/data-512-homework_1

Primary LanguageJupyter NotebookOtherNOASSERTION

Project Goal

The objective of this project is to track, from 2015 to 2023, the pageview traffic of a sample of Wikipedia articles pertaining to Academy Award-winning films. The research seeks to produce three unique datasets: monthly access from mobile devices, monthly access from desktop computers, and monthly cumulative pageviews.

Data Sources

  • Wikipedia Pageviews Data: This project relies on the Wikimedia Foundation REST API to access pageview data for Wikipedia articles. The data spans from July 2015 through the previous complete month.

Data Processing and Analysis

Data collection, data processing, and dataset development are some of the major processes in the project:

  1. Data Acquisition: The project retrieves pageview counts for particular Wikipedia articles using the Pageviews API.

  2. Data Processing: The retrieved data is grouped into time series representing monthly pageview activity after being processed.

  3. Dataset Creation: There are three datasets produced:

    • Monthly Mobile Access: Pageviews from mobile apps and mobile web combined.
    • Monthly Desktop Access: Desktop pageviews.
    • Monthly Cumulative: The total of each article's desktop and mobile traffic.

Documentation

The project follows the recommended procedures for replication and documentation:

  • Jupyter Notebook(s): Detailed explanations of the steps involved in data collection, processing, and analysis.

  • README File (this file): Gives a general description of the project, outlining its objectives, data sources, data processing procedures, and reproducibility standards.

  • LICENSE File: This file contains the code's MIT LICENSE, which guarantees that it can be used freely.

License

This project is open-source and follows the MIT License.
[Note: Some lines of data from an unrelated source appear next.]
PR #9219, opened 2026-04-01
Fix STEREOANY (wavy bond) loss during InChI roundtrip

rodyarantes:
## Summary

Wavy bonds (`Bond::STEREOANY` on double bonds) are silently dropped during InChI roundtrip and CXSMILES serialization. This PR fixes the full pipeline so that `CXSMILES(|w:|) → mol → InChI(-SUU) → mol → CXSMILES(|w:|)` preserves wavy bond information.

**Root cause:** Three bugs across two files — all in RDKit's conversion layers, not in the InChI C library.

### 1. InChI reverse path (`InchiToMol`) — `External/INCHI-API/inchi.cpp`

The stereo0D processing loop skipped `INCHI_PARITY_UNDEFINED` entries before they could reach the double bond handler, which already had an `else` clause that correctly sets `Bond::STEREOANY`:

```cpp
// Before: UNDEFINED skipped, never reaches STEREOANY handler
if (stereo0DPtr->parity == INCHI_PARITY_NONE ||
    stereo0DPtr->parity == INCHI_PARITY_UNDEFINED) {
  continue;
}
```

**Fix:** Only skip `INCHI_PARITY_NONE`. Add a guard inside the `INCHI_StereoType_Tetrahedral` case to prevent `UNDEFINED`/`UNKNOWN` from incorrectly assigning chirality.

### 2. InChI forward path (`MolToInchi`) — `External/INCHI-API/inchi.cpp`

`STEREOANY` bonds only collapsed coordinates to prevent InChI from inferring stereo from geometry, but never sent an explicit `inchi_Stereo0D` entry. With `-SUU`, InChI needs this entry to produce the correct unknown stereo annotation (`/b..?`).

**Fix:** Keep the coordinate collapse **and** send a `stereo0D` entry with `INCHI_PARITY_UNKNOWN`. Since RDKit clears `getStereoAtoms()` for STEREOANY bonds, neighbors are discovered by iterating atom bonds.

### 3. CXSMILES writer — `Code/GraphMol/SmilesParse/CXSmilesOps.cpp`

`MolToCXSmiles` did not write `|w:|` for double bonds with `Bond::STEREOANY` unless `BondDir::UNKNOWN` was already set on an adjacent single bond. After InChI roundtrip, `STEREOANY` is set on the double bond but no `BondDir` is set on neighbors, so `|w:|` was silently dropped.

[...]

PR #9315, opened 2026-05-29
Fix STEREOANY (wavy bond) loss during InChI roundtrip

rodyarantes:
Replaces #9219, split per @greglandrum's review request to separate the CXSMILES writer changes into their own PR.

## Summary

When converting molecules with wavy bonds (`Bond::STEREOANY` on double bonds) through InChI and back, the stereo information was silently dropped. This PR fixes two bugs in `External/INCHI-API/inchi.cpp`:

**Reverse path (`InchiToMol`):** The stereo0D processing loop skipped `INCHI_PARITY_UNDEFINED` entries before they could reach the double bond handler. The handler already had an `else` clause that correctly sets `Bond::STEREOANY`, but it was never reached. Fix: only skip `INCHI_PARITY_NONE` at the top level, and add a guard in the `Tetrahedral` case to prevent `UNDEFINED`/`UNKNOWN` from incorrectly setting chirality.

**Forward path (`MolToInchi`):** `STEREOANY` double bonds were only handled by collapsing the coordinates — InChI then produced no stereo annotation under `-SUU`. Fix: also emit a stereo0D entry with `INCHI_PARITY_UNKNOWN` so InChI's `-SUU` output correctly carries the "stereo unknown" designation. `StereoAtoms` may be cleared for `STEREOANY`, so we locate the two outer neighbors by iterating bonds.

## Tests

New `testStereoAnyRoundtrip` in `External/INCHI-API/test.cpp` covers 9 representative cases (Schiff base, oxime, cinnamic acid, chalcone, crotonaldehyde, tamoxifen-like, retinal-like, plus two molecules with a chiral center adjacent to the wavy bond).

`rdkit/Chem/UnitTestInchi.py` counters shift by 1 (689 same, 492 reasonable) because the new STEREOANY emission produces a more accurate roundtrip for one entry in the test inventory.

## Note

The CXSMILES writer changes that were originally bundled in #9219 are being moved to a separate PR (forthcoming) with dedicated tests, per the review feedback.

### DIFF
--- a/External/INCHI-API/inchi.cpp
+++ b/External/INCHI-API/inchi.cpp
@@ -1439,8 +1439,7 @@ RWMol *InchiToMol(const std::string &inchi, ExtraInchiReturnValues &rv,
         Chirality::assignAtomCIPRanks(*m, ranks);
         for (unsigned int i = 0; i < numStereo0D; i++) {
           inchi_Stereo0D *stereo0DPtr = inchiOutput.stereo0D + i;
-          if (stereo0DPtr->parity == INCHI_PARITY_NONE ||
-              stereo0DPtr->parity == INCHI_PARITY_UNDEFINED) {
+          if (stereo0DPtr->parity == INCHI_PARITY_NONE) {
             continue;
           }
           switch (stereo0DPtr->type) {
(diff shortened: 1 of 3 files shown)


rodyarantes:
Hi @greglandrum — thanks again for the careful review on #9219! You mentioned there that the InChI wrapper changes and tests looked good to you, so this PR is just that half, rebased onto current master with no other changes from what you already reviewed. Whenever you have a moment to take another look, that would be much appreciated. Happy to address any further feedback.

greglandrum (approved):
LGTM

greglandrum:
Thanks for the contribution @rodyarantes !

PR #9316, opened 2026-05-30
Fix CXSMILES writer to emit |w:| for STEREOANY double bonds

rodyarantes:
Split off from #9219 per @greglandrum's review request, with dedicated tests demonstrating each fix.

## Summary

When a `STEREOANY` double bond has its stereo information set (for example, after an InChI roundtrip restores it from an `UNKNOWN`-parity `stereo0D`, but also any programmatic `SetStereo(STEREOANY)` with stereo atoms), the CXSMILES writer previously dropped the marker silently. The CXSMILES parser handles `|w:|` by setting `BondDir::UNKNOWN` on the adjacent single bond, so the writer needs to mirror that — emit a wavy marker on an adjacent single bond.

## Change

The new code path in `get_bond_config_block()` (`Code/GraphMol/SmilesParse/CXSmilesOps.cpp`) runs after the main wedging loop and only fires when nothing else has handled the `STEREOANY` double bond. It carries four guards so it does not duplicate or contradict existing markers:

- **Ring double bonds** are handled by `get_ringbond_cistrans_block()`, which emits `|ctu:|`; skip them here.
- **Adjacent `BondDir::UNKNOWN`**: the main loop already emitted `|w:|` (parser path).
- **Adjacent `_MolFileBondCfg`**: mol-file wedging will produce the wavy via `wU`/`wD`; do not double-emit.
- **Bond carries `_MolFileBondStereo`** (crossed double bond from a mol file) or has no `stereoAtoms` set: defer to existing paths.

## Tests

New `TEST_CASE("CXSMILES writer emits |w:| for STEREOANY double bonds")` in `Code/GraphMol/SmilesParse/cxsmiles_test.cpp` covers each guard:

| sub-test | demonstrates |
|---|---|
| acyclic STEREOANY set programmatically produces `\|w:\|` | core fix |
| ring STEREOANY uses `\|ctu:\|`, never `\|w:\|` | ring-bond skip |
| `\|w:\|` roundtrip is idempotent and does not duplicate | adjacent `BondDir::UNKNOWN` guard |
| STEREOANY with empty stereo atoms does not emit `\|w:\|` | empty-stereo-atoms guard |
| STEREOANY with `_MolFileBondStereo` defers to mol-file wedging | crossed-double-bond guard |
| adjacent `_MolFileBondCfg=2` suppresses duplicate `\|w:\|` | mol-file-cfg guard |

Verified locally — `cxsmilesTest`, `testExtendedStereoParsing`, `fileParsersCatchTest`, `molfileStereoCatchTest`, and the InChI test (`testInchi`) all pass.

## Related

This is the CXSMILES half of the original bundled PR #9219. The InChI half is now #9315.

### DIFF
--- a/Code/GraphMol/SmilesParse/CXSmilesOps.cpp
+++ b/Code/GraphMol/SmilesParse/CXSmilesOps.cpp
@@ -2265,6 +2265,74 @@ std::string get_bond_config_block(
           boost::str(boost::format("%d.%d") % begAtomOrder % i));
     }
   }
+  // For double bonds with STEREOANY, emit a wavy marker on an adjacent single
+  // bond so that |w:| is written. This mirrors what the CXSMILES parser does
+  // when reading |w:| (it sets BondDir::UNKNOWN on the single bond neighbor).
+  for (unsigned int i = 0; i < bondOrder.size(); ++i) {
+    auto idx = bondOrder[i];
+    const auto bond = mol.getBondWithIdx(idx);
+    if (bond->getBondType() != Bond::BondType::DOUBLE ||
+        bond->getStereo() != Bond::BondStereo::STEREOANY) {
+      continue;
+    }
+    // Skip ring double bonds — they are handled by
+    // get_ringbond_cistrans_block() which emits |ctu:| instead.
+    if (mol.getRingInfo()->isInitialized() &&
+        mol.getRingInfo()->numBondRings(idx)) {
+      continue;
+    }
+    // Check if an adjacent single bond already has BondDir::UNKNOWN
+    // (set by the CXSMILES parser) or _MolFileBondCfg (set by the
+    // mol file parser). If so, skip — the wavy bond is already handled
+    // by the main loop above, or by wU/wD markers from mol file wedging.
+    bool alreadyHandled = false;
+    for (const auto &nbond : mol.atomBonds(bond->getBeginAtom())) {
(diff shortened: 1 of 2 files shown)


rodyarantes:
Hi @greglandrum — thanks again for the review feedback on #9219! You suggested moving the CXSMILES changes into a separate PR "along with some tests that demonstrate what they are trying to fix," so here it is. I added a dedicated `TEST_CASE` in `cxsmiles_test.cpp` with one sub-test per guard in the new code path (acyclic STEREOANY, ring STEREOANY, idempotent roundtrip, empty stereo atoms, `_MolFileBondStereo`, and `_MolFileBondCfg`), so each part of the change has a small concrete demonstration of what it fixes. Whenever you have time to take a look, that would be much appreciated — and happy to iterate on anything.

rodyarantes:
Hey @greglandrum - This is the other PR. Let me know if you need any additional information or context for this.

greglandrum (changes requested):
Sorry for the slow review of this one.

The idea of the change makes sense to me, but I think that it would be better to move the logic for picking the bond that is going to be marked as wiggly to a standalone function in the file WedgeBonds.cpp (with a declaration in Chirality.h).

This would allow us to implement a function that applies the IUPAC recommendation to use wiggly bonds to mark unspecified double bonds. (Note: we don't currently do this because some of us think that it's a terrible recommendation, but I could still imagine wanting to allow it at some point in the future)

PR #9318, opened 2026-05-30
Build: forward-slash Python3_EXECUTABLE when generating rdkit-stubs

skearnes:
`rdkit-stubs/CMakeLists.txt` assembles a cmake script (`RUN_GEN_RDKIT_STUBS_PY`) that is later executed via `cmake -P`. Every path embedded into that generated script is first converted to forward slashes — `CMAKE_SOURCE_DIR`, `CMAKE_CURRENT_BINARY_DIR`, and `PYTHON_INSTDIR` all go through `string(REGEX REPLACE "\\\\" "/" ...)` — so that the backslashes in native Windows paths are not treated as escape sequences when the generated script is re-parsed.

`Python3_EXECUTABLE` was the one path that was left unconverted, so on Windows the generated `COMMAND` line still contained backslashes and failed to parse. This applies the same forward-slash conversion already used for the neighboring paths.

#### Any other comments?
This has been carried as a patch in [conda-forge/rdkit-feedstock](https://github.com/conda-forge/rdkit-feedstock); upstreaming it so the feedstock can drop the patch.

### DIFF
--- a/rdkit-stubs/CMakeLists.txt
+++ b/rdkit-stubs/CMakeLists.txt
@@ -14,13 +14,14 @@ set(CONCURRENCY "")
 if (DEFINED ENV{CMAKE_BUILD_PARALLEL_LEVEL})
   set(CONCURRENCY "--concurrency $ENV{CMAKE_BUILD_PARALLEL_LEVEL} ")
 endif()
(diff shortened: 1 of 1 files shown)


greglandrum (approved):
LGTM

greglandrum:
The CI failure is not related to this PR

PR #9321, opened 2026-06-03
Some minor changes to GaussianShape

DavidACosgrove:
#### Reference Issue
No issue.

Whilst merging master after PR #9265 into PR #9279, a few things cropped up.
Firstly, in his review of #9279 @d-b-w requested a change to the signature of ShapeInput::merge() function to show that other is altered by the merge.
Also in that function, the PRECONDITION that the SMILES of this and other matched turned out to be too strict.  The SynthonSpace shape searching puts all stereoisomers of a molecule into the same shape, and the PRECONDITION broke that.   The new test on the types of the Gaussians is not very strict, since all atoms have type 0 but better than nothing.  I thought about checking the d_alphas but that would be prone to floating point issues.
There were a couple of commented out debugging writes.


greglandrum (approved):
LGTM

PR #9328, opened 2026-06-04
Fix DistGeomHelpers tests on arm64

tadhurst-cdd:
#### Reference Issue
Gaussian catch_test.cpp was giving round off errors depending on the platform.
Same this for DistGeometryHelper tests

For ARM64, the expected values for one test  in Gaussian catch_test.spp were adjusted slightly.
The expected values for one test in DistGeometryHelperd testDGeomHelpers were adjusted slightly.

#### Any other comments?
Brian Kelly has indicated that a larger PR is in the works that may be changing the Gaussian catch stuff (I think).


bp-kelley:
@tadhurst-cdd I can't trigger the failures on my ARM docker, but I'll give another try this week to see if I can.

tadhurst-cdd:
I re-pulled master and merged with my branches, and the gaussian shape
issue may be disappeared 9been fixed) or something. I am trying it right
now with the gaussian fix removed.

The Dist Geo issue works find for me locally when I build in debug and
fails when I build is release mode.  I am leaving the change to dist geom
to be 12.5 rather then 12.
tad

greglandrum (approved):
LGTM

PR #9332, opened 2026-06-06
Catch zero-length vector in getAtomSymbolAndOrientation.

### LINKED ISSUE #9329: MolDraw2D: "Cannot normalize a zero length vector" — wedge/atom-note placement not guarded against degenerate 2D coordinates
### Description

`rdMolDraw2D.PrepareAndDrawMolecule` / `DrawMolecule` raise
`RuntimeError: Cannot normalize a zero length vector` when the 2D layout contains a
zero-length (or near-zero) direction vector. The drawing code normalizes bond-wedging and
atom-note direction vectors without guarding against zero length, so it hard-crashes
instead of falling back to a default direction. In a batch rendering pipeline a single
such molecule aborts the whole run.

It bites valid molecules in two ways:

1. **Coincident atoms.** `Compute2DCoords` (legacy) occasionally places two bonded atoms at
   the same position for valid molecules, producing a zero-length bond.
2. **Atom-note placement.** Setting `atomNote` on certain valid molecules crashes note-label
   placement, *even when the same molecule draws fine without notes*.

### Minimal, self-contained reproduction

The drawing path normalizes a bond vector that is zero whenever two bonded atoms share a
position (the degenerate state `Compute2DCoords` can produce):

```python
from rdkit import Chem
from rdkit.Geometry import Point3D

conf = Chem.Conformer(mol.GetNumAtoms())
conf.SetAtomPosition(0, Point3D(0.0, 0.0, 0.0))
conf.SetAtomPosition(1, Point3D(0.0, 0.0, 0.0))   # atoms 0 and 1 coincide -> zero-length bond
conf.SetAtomPosition(2, Point3D(1.0, 0.0, 0.0))
mol.AddConformer(conf)

d = rdMolDraw2D.MolDraw2DSVG(200, 200)
rdMolDraw2D.PrepareAndDrawMolecule(d, mol)
# RuntimeError: Cannot normalize a zero length vector
```

### Occurs organically via the standard API (no manual coordinates)

For some valid molecules, `MolFromSmiles` -> `AllChem.Compute2DCoords` ->
`atom.SetProp("atomNote", ...)` -> `PrepareAndDrawMolecule` raises the same error, while the
identical molecule renders fine **without** the atom notes. In our data the affected molecules
have substituted-cyclopropane / fused-small-ring motifs (~4 in 245k drug-like molecules).

Related and closed: #8637 is the bond-wedging variant for `C12O/C=C\OC2C1CCC`, which no longer
reproduces in 2025.09.6, but the atom-note variant above still does.

### Expected

When a wedge/note direction vector has zero length, the drawing code should fall back to a
default direction (or skip the offset) rather than raising — so a single degenerate layout
cannot abort rendering of an otherwise-valid molecule.

### Workaround

`rdDepictor.SetPreferCoordGen(True)` before `Compute2DCoords` yields a non-degenerate layout
that both draws and places notes cleanly.

### Versions
- RDKit 2025.09.6
- Python 3.12, Linux

DavidACosgrove:
#### Reference Issue
Fixes #9329

Catches the exception thrown by directionVector when trying to work out the orientation of atom labels.

#### Any other comments?
I believe that the try has no overhead, so this should be faster than testing the length before calling thus giving 2 length tests. Unwinding the exception will be slow, but that should be rare.  Indeed, this code hasn't been changed since 2022 and it's the first time someone has noticed the problem :-).

### DIFF
--- a/Code/GraphMol/MolDraw2D/DrawMol.cpp
+++ b/Code/GraphMol/MolDraw2D/DrawMol.cpp
@@ -4082,10 +4082,14 @@ bool isLinearAtom(const Atom &atom, const std::vector<Point2D> &atCds) {
     ROMol const &mol = atom.getOwningMol();
     int i = 0;
     for (auto nbr : make_iterator_range(mol.getAtomNeighbors(&atom))) {
-      Point2D bond_vec = at1_cds.directionVector(atCds[nbr]);
-      bond_vec.normalize();
-      bond_vecs[i] = bond_vec;
-      bts[i] = mol.getBondBetweenAtoms(atom.getIdx(), nbr)->getBondType();
+      try {
+        Point2D bond_vec = at1_cds.directionVector(atCds[nbr]);
+        bond_vecs[i] = bond_vec;
+        bts[i] = mol.getBondBetweenAtoms(atom.getIdx(), nbr)->getBondType();
+      } catch (std::runtime_error &e) {
+        // A zero-length vector throws and can be ignored.
+        continue;
+      }
       ++i;
     }
     return (bts[0] == bts[1] && bond_vecs[0].dotProduct(bond_vecs[1]) < -0.95);
--- a/Code/GraphMol/MolDraw2D/catch_tests.cpp
+++ b/Code/GraphMol/MolDraw2D/catch_tests.cpp
@@ -379,7 +379,8 @@ const std::map<std::string, std::hash_result_t> SVG_HASHES = {
     {"test_Github9280_1.0.svg", 1658116840U},
     {"test_Github9280_2.0.svg", 1805554327U},
     {"test_Github9280_0.3.svg", 893100468U},
-    {"test_Github9280_0.2.svg", 770838895U}};
+    {"test_Github9280_0.2.svg", 770838895U},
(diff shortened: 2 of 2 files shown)


Code/GraphMol/MolDraw2D/DrawMol.cpp
```diff
@@ -4082,10 +4082,14 @@ bool isLinearAtom(const Atom &atom, const std::vector<Point2D> &atCds) {
     ROMol const &mol = atom.getOwningMol();
     int i = 0;
     for (auto nbr : make_iterator_range(mol.getAtomNeighbors(&atom))) {
-      Point2D bond_vec = at1_cds.directionVector(atCds[nbr]);
-      bond_vec.normalize();
```
greglandrum, line 4086: You lost the normalize, which probably removes the need for the try...catch in the first place, but it certainly means that the dotProduct threshold check that is done further below now means something different.

greglandrum: Never mind! `directionVector()` does the normalization

greglandrum (approved):
LGTM

PR #9333, opened 2026-06-06
Catch a few more potential zero length vectors.

DavidACosgrove:
#### Reference Issue
No issue, but follows on from #9329

3 more cases where the code could potentially throw zero length vector errors.
2 of the changes are just tidying the existing detection which involved duplicate length calculations and already have tests.  The other is drawing brackets around polymer units for which a test is added.

#### Any other comments?
I have checked that not of the drawings change compared with master.

### DIFF
--- a/Code/GraphMol/MolDraw2D/DrawMol.cpp
+++ b/Code/GraphMol/MolDraw2D/DrawMol.cpp
@@ -792,62 +792,66 @@ void DrawMol::extractBrackets() {
       // bracket is largely horizontal or largely vertical.
       const auto &brkShp = *postShapes_.back();
       Point2D longline = brkShp.points_[1] - brkShp.points_[2];
-      longline.normalize();
-      static const double cos45 = 1.0 / sqrt(2.0);
-      bool horizontal = fabs(longline.x) > cos45;
-      size_t labelBrk = postShapes_.size() - 1;
-      for (int i = 1; i < numBrackets; ++i) {
-        const auto &brkShp = *postShapes_[postShapes_.size() - i - 1];
-        if (horizontal) {
-          if (brkShp.points_[2].y > postShapes_[labelBrk]->points_[2].y) {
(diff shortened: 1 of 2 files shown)


Code/GraphMol/MolDraw2D/DrawMol.cpp
```diff
@@ -792,62 +792,66 @@ void DrawMol::extractBrackets() {
...
-      for (int i = 1; i < numBrackets; ++i) {
-        const auto &brkShp = *postShapes_[postShapes_.size() - i - 1];
-        if (horizontal) {
-          if (brkShp.points_[2].y > postShapes_[labelBrk]->points_[2].y) {
-            labelBrk = postShapes_.size() - i - 1;
-          }
-        } else {
-          if (brkShp.points_[2].x > postShapes_[labelBrk]->points_[2].x) {
-            labelBrk = postShapes_.size() - i - 1;
+      try {
```
greglandrum, line 795: I really don't like these huge try..catch blocks. If you're going to use this approach (and I wouldn't mind seeing some proof that it doesn't actually affect performance), please limit the amount of code in the try to be the code that could actually throw

DavidACosgrove: According to some people on the interweb, the try bit is essentially zero cost. Unwinding the exception is expensive, but that should be rare. On the other side of the equation, without the try/catch I would have to check the length of the vector every time before proceeding, which clearly does have a cost.

DavidACosgrove: This is what chat.mistral.ai has to say on the matter.  Apologies, it had to be a screenshot:
image

greglandrum:
Changes look fine so far. Pleas fix the merge conflict and then I can merge

greglandrum (approved):
LGTM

You are free to use and modify the code following the terms of the MIT License.

API Documentation

Known Issues

  • One article (Victor/Victoria) returning 404 API response, meaning the URL is not found.
  • Please contact the data owner listed in the source if you have any problems with a particular API related to any of the articles.

Output Files

  • The project generates three JSON files:
    • academy_monthly_mobile_201507-202312.json: Monthly mobile access data.
    • academy_monthly_desktop_201507-202312.json: Monthly desktop access data.
    • academy_monthly_cumulative_201507-202312.json: Monthly cumulative data.

Please refer to each file for detailed data on Wikipedia pageviews.

Analysis Steps

  1. Data collection: Python code was used to get data from the Pageviews API.
  2. Data processing: To determine average pageviews, identify articles with the highest and lowest pageview totals, and locate articles with the fewest months of data, the obtained data was processed.
  3. Data Visualization: To display the findings of the investigation, three graphs were made:
    • Maximum and Minimum Average Page Requests
    • Top 10 Peak Page Views
    • Articles with Fewest Months of Data
  4. Interpretation: To glean insights from the data, the analysis's findings were interpreted.

Reproducing the Analysis

To reproduce this analysis, you can perform the following steps:

  1. Clone this repository to your local machine
  2. Verify that Python is installed and that the necessary libraries (pandas, matplotlib, json, requests, tqdm) are installed
  3. Run data_acquisition.ipynb in Jupyter Notebook to create all the necessary JSONs
  4. Use data_visualization.ipynb from Jupyter Notebook to create all of the graphs, which will be saved in the parent folder
  5. Examine charts

Note: For additional details and code implementation, please refer to the provided Jupyter Notebook(s).